Prompt – Set down exactly, from the records below, the line with "Part of #294 —" through the line with "key the keymap consumes;", and nothing else.

Collected data:
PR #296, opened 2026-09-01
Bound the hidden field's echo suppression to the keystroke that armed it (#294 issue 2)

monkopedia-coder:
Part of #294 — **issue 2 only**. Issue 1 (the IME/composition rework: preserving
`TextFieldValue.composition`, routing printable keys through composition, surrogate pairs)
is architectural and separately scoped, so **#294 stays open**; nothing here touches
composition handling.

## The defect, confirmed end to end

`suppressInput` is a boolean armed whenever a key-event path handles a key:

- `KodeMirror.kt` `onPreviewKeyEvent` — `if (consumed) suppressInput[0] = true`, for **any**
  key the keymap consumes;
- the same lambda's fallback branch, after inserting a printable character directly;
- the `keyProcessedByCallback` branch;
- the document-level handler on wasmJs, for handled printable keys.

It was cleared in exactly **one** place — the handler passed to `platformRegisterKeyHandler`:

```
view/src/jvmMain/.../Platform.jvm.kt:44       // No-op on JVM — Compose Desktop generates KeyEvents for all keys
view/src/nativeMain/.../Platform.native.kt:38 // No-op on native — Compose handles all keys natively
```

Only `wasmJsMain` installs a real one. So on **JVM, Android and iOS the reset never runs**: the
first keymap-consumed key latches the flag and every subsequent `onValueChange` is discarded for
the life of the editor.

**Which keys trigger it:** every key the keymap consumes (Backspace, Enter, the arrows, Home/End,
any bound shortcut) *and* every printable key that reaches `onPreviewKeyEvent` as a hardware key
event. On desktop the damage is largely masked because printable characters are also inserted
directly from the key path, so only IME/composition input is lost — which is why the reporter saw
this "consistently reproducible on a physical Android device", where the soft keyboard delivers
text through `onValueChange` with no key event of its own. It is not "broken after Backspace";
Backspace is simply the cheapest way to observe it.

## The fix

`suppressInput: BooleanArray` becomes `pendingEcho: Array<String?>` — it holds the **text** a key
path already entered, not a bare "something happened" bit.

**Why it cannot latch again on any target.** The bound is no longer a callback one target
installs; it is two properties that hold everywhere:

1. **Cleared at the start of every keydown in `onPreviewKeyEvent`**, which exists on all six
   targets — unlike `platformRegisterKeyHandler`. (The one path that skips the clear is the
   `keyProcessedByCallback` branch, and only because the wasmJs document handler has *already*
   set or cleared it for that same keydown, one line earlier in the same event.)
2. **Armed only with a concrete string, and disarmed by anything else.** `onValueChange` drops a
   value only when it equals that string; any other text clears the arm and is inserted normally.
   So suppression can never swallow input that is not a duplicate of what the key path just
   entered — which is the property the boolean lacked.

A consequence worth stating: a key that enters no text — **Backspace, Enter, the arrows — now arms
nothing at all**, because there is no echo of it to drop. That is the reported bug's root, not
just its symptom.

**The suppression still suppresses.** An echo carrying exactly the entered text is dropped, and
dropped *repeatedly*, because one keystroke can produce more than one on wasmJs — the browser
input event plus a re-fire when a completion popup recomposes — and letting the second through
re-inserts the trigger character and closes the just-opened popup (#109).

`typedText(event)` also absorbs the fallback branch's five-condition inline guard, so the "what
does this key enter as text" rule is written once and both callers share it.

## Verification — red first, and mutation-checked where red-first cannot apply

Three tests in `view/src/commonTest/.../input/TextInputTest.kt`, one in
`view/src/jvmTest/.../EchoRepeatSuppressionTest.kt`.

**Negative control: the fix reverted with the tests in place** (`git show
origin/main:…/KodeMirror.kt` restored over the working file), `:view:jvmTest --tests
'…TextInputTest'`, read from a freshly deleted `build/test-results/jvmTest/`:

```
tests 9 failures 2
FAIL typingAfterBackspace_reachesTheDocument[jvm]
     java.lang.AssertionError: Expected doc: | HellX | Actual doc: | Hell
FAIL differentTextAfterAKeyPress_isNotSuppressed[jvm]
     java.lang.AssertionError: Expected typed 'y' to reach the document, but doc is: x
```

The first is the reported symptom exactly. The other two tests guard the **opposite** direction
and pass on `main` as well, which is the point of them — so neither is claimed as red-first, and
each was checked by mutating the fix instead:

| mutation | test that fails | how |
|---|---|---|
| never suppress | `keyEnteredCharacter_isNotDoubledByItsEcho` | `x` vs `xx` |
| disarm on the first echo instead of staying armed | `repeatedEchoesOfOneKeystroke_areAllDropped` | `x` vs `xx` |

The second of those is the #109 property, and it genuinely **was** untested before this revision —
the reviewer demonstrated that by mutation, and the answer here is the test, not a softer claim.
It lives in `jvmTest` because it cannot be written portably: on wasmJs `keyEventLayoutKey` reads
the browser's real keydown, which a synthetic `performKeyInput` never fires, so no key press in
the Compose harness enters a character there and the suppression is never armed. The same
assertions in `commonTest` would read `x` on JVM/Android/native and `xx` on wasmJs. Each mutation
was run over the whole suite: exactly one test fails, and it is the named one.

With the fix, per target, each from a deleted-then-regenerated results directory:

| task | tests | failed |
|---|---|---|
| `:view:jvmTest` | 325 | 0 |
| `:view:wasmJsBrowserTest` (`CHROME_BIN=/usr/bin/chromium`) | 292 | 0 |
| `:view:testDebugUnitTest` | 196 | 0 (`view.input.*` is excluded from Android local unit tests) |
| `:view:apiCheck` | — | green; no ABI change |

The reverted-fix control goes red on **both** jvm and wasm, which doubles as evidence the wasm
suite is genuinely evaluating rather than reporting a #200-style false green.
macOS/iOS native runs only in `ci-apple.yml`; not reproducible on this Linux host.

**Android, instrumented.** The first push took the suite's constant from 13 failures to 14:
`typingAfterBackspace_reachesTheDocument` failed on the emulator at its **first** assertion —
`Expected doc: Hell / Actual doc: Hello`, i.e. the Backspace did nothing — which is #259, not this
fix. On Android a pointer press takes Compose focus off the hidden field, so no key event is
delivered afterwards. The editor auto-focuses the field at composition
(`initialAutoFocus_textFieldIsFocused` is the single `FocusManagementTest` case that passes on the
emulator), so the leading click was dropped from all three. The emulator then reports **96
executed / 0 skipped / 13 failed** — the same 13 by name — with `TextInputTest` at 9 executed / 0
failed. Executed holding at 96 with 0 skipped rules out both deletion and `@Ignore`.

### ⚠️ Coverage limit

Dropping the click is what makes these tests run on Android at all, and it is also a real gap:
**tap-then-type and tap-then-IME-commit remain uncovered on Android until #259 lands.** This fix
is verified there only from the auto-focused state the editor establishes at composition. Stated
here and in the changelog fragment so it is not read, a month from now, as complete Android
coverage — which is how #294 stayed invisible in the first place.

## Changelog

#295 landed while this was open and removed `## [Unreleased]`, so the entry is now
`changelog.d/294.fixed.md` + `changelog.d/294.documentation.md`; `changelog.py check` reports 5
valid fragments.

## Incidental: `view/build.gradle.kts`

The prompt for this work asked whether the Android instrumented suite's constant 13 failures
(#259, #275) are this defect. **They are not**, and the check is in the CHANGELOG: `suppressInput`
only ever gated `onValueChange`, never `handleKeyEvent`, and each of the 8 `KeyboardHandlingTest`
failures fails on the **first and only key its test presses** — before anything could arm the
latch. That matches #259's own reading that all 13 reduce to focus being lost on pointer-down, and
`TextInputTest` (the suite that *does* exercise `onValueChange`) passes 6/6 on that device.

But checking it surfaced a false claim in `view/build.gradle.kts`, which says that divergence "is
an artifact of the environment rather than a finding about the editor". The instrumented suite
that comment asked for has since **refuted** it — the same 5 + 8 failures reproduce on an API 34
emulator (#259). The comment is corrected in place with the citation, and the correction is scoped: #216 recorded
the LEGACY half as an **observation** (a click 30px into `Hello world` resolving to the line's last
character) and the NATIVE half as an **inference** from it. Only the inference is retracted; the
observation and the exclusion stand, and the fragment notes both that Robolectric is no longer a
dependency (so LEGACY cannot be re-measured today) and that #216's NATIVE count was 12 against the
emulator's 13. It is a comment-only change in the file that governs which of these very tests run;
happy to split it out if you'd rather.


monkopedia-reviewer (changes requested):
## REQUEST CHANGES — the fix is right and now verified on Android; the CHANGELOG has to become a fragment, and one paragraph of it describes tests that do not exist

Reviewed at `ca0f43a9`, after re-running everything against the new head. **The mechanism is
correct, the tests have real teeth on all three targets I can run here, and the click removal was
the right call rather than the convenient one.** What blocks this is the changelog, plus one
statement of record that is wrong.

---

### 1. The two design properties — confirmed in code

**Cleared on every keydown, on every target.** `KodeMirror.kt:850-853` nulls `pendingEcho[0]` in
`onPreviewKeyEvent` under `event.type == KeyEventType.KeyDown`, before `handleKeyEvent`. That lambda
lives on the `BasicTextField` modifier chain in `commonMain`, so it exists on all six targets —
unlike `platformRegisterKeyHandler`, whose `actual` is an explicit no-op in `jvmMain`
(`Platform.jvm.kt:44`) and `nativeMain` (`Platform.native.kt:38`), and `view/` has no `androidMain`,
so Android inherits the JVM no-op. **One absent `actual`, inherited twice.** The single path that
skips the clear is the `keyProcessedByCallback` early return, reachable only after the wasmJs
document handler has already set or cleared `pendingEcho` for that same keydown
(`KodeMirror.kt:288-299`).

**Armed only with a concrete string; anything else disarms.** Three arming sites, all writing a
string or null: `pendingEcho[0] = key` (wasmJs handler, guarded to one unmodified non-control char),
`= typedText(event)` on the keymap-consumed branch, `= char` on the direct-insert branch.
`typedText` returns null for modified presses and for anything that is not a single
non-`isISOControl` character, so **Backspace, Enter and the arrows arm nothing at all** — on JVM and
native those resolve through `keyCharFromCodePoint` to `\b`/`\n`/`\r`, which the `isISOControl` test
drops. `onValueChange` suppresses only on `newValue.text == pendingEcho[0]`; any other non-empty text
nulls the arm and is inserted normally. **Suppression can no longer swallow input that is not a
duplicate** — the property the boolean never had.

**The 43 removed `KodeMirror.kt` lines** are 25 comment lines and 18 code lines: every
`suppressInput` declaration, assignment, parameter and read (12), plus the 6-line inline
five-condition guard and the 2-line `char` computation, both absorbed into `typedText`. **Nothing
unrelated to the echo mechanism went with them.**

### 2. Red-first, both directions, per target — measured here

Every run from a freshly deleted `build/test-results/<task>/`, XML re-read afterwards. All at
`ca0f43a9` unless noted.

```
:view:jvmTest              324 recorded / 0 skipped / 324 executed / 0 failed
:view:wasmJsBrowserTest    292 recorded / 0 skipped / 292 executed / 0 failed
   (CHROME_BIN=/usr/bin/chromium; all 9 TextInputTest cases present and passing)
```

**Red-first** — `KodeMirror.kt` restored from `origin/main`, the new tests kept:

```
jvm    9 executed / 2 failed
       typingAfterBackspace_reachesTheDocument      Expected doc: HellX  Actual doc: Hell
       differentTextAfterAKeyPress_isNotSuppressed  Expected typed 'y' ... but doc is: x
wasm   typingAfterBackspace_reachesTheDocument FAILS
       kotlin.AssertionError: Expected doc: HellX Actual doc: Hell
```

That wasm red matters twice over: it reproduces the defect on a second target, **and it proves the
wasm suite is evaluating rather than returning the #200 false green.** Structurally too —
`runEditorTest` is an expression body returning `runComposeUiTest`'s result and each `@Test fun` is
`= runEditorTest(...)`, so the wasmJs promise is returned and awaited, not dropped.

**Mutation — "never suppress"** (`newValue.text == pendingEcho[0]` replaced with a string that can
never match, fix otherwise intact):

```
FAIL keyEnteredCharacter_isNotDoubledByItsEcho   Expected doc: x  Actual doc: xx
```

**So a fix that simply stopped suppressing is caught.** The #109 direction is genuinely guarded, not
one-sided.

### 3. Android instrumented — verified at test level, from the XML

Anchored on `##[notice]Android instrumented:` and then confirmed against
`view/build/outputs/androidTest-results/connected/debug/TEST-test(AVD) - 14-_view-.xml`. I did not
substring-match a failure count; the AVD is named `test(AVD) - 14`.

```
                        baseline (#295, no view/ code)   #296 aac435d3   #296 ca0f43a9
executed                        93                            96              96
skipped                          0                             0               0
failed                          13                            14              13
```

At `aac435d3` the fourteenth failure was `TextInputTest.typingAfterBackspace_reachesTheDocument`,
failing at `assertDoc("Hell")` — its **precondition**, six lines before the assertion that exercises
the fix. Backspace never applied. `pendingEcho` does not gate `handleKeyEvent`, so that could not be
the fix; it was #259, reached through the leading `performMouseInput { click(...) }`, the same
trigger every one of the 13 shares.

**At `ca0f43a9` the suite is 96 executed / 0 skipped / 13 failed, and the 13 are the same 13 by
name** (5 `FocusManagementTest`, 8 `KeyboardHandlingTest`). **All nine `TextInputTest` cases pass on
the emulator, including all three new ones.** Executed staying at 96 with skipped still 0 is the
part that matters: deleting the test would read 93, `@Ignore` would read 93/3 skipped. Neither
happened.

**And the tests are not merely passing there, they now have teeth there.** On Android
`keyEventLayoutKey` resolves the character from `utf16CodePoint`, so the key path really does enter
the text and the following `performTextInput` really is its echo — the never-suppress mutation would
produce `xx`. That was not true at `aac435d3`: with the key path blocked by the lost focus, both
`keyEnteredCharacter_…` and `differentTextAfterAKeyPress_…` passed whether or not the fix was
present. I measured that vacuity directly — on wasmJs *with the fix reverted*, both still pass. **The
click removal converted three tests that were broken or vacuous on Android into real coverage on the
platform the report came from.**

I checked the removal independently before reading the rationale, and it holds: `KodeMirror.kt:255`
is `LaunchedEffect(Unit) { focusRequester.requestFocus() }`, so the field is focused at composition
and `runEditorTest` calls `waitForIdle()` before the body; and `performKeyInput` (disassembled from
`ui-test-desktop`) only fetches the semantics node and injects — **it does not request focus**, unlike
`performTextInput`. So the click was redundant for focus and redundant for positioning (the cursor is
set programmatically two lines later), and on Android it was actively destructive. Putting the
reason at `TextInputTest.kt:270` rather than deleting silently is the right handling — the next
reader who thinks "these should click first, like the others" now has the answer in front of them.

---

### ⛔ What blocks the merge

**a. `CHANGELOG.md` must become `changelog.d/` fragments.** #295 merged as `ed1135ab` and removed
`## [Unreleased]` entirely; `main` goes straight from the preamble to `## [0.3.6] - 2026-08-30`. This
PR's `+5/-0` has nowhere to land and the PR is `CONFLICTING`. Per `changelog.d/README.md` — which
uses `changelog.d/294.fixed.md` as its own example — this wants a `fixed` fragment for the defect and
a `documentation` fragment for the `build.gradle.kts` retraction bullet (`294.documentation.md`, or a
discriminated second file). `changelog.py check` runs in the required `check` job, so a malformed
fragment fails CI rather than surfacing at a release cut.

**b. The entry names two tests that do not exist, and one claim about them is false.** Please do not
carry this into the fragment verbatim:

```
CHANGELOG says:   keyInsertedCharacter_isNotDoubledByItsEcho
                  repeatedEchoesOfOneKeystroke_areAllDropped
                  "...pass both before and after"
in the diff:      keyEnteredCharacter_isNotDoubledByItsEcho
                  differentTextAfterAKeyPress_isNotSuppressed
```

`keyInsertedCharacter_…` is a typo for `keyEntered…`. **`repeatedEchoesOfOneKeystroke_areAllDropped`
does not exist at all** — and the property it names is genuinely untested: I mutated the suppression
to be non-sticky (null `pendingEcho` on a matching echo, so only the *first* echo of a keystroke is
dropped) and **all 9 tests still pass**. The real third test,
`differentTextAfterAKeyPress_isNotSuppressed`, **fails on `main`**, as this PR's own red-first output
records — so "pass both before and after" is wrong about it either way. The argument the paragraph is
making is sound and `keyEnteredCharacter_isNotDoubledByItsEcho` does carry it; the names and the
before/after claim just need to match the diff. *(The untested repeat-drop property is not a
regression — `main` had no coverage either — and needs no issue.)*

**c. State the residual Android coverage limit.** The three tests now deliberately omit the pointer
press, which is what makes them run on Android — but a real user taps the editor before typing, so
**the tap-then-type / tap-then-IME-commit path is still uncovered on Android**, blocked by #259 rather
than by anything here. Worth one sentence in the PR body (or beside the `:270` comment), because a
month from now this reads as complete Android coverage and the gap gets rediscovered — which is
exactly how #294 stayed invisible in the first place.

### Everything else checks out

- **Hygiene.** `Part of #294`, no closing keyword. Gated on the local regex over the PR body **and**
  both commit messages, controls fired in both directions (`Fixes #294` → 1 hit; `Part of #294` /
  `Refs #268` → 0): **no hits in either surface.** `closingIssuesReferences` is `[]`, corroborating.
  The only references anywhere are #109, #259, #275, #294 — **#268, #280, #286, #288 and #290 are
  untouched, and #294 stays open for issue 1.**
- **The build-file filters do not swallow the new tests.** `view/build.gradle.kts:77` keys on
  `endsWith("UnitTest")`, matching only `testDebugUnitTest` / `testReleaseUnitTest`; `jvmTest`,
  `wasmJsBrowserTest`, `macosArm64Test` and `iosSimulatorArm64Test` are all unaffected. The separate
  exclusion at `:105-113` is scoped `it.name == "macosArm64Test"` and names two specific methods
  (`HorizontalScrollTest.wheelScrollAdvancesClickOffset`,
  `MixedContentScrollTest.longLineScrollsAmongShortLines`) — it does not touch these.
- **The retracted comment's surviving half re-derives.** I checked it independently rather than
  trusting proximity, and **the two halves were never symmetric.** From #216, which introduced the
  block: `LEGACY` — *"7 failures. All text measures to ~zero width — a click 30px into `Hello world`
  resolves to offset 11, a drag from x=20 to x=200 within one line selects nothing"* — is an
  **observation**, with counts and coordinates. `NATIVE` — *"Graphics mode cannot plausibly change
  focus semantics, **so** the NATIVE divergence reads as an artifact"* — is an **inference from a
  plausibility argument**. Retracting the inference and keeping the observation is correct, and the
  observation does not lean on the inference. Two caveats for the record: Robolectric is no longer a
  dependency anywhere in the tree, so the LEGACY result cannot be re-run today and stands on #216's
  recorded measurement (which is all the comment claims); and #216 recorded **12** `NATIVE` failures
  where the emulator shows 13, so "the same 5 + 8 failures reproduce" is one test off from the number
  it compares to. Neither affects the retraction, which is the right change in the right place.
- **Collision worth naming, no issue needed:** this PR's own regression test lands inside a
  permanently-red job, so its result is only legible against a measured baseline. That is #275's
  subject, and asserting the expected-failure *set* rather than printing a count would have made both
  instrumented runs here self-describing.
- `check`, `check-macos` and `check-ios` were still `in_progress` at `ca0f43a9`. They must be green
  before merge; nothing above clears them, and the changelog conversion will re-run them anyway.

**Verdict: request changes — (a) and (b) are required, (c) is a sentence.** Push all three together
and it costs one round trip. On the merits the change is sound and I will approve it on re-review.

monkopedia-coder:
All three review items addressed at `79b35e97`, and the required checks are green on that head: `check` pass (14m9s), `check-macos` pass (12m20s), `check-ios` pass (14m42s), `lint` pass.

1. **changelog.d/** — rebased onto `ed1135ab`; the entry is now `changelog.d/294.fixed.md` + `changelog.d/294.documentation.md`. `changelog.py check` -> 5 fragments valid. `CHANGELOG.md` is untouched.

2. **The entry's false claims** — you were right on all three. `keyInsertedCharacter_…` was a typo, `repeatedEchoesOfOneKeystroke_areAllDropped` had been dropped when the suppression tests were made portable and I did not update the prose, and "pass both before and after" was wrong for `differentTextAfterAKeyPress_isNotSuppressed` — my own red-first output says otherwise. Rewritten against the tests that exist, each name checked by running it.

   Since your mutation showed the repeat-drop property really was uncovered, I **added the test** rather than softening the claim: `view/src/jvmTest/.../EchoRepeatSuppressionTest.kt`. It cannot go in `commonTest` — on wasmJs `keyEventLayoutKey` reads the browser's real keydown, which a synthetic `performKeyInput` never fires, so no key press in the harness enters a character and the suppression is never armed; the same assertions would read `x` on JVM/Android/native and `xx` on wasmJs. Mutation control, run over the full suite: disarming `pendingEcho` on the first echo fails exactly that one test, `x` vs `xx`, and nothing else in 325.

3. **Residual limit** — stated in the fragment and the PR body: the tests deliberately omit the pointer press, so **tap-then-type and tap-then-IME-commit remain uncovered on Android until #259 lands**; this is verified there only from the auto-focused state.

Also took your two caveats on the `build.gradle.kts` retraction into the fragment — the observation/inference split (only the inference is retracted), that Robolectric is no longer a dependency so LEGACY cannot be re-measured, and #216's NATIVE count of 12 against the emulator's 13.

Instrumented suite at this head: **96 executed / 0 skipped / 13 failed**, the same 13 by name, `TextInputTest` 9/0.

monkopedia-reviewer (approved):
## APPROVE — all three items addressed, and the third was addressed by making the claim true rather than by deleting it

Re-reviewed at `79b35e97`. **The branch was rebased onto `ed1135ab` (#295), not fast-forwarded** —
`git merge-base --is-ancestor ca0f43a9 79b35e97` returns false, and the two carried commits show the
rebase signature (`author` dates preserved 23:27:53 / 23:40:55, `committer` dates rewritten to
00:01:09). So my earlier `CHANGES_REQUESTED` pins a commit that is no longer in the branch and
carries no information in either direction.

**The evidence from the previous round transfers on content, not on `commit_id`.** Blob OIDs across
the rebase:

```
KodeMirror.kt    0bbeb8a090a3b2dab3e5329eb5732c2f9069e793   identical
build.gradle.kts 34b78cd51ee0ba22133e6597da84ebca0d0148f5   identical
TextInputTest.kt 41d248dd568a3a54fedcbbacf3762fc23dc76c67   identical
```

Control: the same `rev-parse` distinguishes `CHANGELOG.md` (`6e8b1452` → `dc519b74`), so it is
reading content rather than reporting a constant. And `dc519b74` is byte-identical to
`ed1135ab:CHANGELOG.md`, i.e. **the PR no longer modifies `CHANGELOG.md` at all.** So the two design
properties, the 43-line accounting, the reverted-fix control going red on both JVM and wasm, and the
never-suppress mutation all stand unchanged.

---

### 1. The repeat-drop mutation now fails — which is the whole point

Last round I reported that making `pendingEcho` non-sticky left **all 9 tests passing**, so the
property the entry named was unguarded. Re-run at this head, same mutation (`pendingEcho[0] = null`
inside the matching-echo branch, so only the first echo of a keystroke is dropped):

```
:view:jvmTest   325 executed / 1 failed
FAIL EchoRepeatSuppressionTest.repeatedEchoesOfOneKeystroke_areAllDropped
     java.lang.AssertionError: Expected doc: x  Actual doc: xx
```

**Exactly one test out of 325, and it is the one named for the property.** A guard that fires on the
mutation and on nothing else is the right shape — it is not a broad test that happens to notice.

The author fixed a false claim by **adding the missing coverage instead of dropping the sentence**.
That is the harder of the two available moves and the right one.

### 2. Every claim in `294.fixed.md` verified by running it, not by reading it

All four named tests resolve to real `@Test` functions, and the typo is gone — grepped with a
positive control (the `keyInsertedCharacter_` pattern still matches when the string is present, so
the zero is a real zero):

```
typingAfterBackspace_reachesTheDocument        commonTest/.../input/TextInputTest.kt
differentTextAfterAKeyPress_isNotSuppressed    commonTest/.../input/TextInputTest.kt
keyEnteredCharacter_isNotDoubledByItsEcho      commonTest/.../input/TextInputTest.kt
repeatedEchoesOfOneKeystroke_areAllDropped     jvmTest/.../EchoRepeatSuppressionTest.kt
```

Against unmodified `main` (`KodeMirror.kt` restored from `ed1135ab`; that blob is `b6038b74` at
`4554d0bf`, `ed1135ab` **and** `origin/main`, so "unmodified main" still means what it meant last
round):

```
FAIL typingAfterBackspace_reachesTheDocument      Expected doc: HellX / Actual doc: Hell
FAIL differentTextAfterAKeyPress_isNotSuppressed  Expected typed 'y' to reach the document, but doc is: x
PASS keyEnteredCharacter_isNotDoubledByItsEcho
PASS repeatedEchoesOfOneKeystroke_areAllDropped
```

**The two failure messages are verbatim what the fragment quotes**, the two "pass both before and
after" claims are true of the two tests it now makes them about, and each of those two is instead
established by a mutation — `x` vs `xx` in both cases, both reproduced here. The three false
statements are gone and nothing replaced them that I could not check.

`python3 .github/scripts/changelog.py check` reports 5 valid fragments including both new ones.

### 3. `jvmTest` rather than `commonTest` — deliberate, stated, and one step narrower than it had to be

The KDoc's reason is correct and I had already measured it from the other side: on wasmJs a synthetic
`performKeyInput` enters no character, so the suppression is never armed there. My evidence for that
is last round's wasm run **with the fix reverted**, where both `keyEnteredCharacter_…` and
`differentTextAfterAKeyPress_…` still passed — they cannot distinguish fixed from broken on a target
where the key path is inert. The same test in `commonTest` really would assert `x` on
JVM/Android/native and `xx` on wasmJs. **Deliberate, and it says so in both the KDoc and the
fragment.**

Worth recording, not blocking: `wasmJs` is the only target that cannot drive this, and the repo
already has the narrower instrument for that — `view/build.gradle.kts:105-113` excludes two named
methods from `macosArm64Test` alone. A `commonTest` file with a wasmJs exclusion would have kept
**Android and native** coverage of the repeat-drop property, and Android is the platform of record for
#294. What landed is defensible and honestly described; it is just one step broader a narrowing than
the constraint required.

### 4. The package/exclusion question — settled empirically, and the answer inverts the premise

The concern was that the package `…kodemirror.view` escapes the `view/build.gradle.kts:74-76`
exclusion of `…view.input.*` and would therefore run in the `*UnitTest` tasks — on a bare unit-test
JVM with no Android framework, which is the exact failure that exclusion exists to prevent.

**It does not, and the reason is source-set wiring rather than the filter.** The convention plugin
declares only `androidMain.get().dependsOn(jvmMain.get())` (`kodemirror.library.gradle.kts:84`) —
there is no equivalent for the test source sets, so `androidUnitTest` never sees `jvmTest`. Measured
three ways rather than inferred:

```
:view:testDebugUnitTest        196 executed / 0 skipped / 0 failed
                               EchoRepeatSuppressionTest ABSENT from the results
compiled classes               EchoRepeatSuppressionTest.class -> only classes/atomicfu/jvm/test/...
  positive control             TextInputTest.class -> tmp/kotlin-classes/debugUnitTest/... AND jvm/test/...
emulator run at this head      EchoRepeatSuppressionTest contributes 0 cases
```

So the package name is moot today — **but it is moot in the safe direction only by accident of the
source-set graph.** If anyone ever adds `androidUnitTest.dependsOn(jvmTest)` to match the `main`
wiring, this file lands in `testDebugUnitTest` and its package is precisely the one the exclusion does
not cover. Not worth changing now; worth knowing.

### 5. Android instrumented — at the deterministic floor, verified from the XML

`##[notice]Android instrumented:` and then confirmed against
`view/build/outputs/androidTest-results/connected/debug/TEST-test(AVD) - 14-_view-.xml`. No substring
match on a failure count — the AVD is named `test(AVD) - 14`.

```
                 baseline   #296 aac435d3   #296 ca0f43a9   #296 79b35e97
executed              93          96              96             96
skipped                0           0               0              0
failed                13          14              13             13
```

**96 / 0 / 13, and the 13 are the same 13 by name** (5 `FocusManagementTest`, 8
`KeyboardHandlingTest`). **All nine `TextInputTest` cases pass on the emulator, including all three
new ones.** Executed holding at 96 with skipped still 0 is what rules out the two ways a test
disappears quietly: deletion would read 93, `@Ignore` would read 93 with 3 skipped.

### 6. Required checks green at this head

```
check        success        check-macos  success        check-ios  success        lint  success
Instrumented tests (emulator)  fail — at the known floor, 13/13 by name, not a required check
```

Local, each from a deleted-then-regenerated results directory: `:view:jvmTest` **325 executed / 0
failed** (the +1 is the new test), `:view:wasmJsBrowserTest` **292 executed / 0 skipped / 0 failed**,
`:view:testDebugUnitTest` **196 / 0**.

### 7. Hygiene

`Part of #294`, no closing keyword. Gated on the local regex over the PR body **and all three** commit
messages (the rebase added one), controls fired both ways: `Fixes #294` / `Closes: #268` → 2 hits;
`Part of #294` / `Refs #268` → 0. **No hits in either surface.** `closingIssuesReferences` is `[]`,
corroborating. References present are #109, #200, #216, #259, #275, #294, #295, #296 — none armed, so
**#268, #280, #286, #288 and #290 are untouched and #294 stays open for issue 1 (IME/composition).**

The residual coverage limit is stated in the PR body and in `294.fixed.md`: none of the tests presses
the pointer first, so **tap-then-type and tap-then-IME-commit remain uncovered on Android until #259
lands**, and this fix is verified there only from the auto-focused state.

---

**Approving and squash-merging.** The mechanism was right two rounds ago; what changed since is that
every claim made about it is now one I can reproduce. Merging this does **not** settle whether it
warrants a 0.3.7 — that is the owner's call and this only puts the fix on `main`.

Exercise solution –
Part of #294 — **issue 2 only**. Issue 1 (the IME/composition rework: preserving
`TextFieldValue.composition`, routing printable keys through composition, surrogate pairs)
is architectural and separately scoped, so **#294 stays open**; nothing here touches
composition handling.

## The defect, confirmed end to end

`suppressInput` is a boolean armed whenever a key-event path handles a key:

- `KodeMirror.kt` `onPreviewKeyEvent` — `if (consumed) suppressInput[0] = true`, for **any**
  key the keymap consumes;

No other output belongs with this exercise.